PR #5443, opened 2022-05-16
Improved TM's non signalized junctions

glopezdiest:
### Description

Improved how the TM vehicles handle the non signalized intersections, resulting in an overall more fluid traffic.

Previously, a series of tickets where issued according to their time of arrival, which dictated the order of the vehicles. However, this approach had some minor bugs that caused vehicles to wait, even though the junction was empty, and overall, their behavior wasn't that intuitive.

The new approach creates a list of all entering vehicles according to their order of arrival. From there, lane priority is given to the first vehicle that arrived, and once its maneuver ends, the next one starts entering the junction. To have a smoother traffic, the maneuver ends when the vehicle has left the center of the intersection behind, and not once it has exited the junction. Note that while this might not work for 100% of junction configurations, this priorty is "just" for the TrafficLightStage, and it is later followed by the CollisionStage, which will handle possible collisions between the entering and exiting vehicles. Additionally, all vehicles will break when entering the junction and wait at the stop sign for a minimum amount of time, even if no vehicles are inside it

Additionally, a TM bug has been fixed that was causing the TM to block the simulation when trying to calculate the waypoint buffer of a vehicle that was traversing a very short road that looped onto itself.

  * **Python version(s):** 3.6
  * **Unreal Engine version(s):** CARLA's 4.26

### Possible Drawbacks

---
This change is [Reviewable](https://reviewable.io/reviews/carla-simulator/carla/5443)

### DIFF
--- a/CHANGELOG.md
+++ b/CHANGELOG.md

──────

**About this exercise**
Reproduce every line from the entries that holds the word "version".

**Expected answer**
  * **Python version(s):** 3.6
  * **Unreal Engine version(s):** CARLA's 4.26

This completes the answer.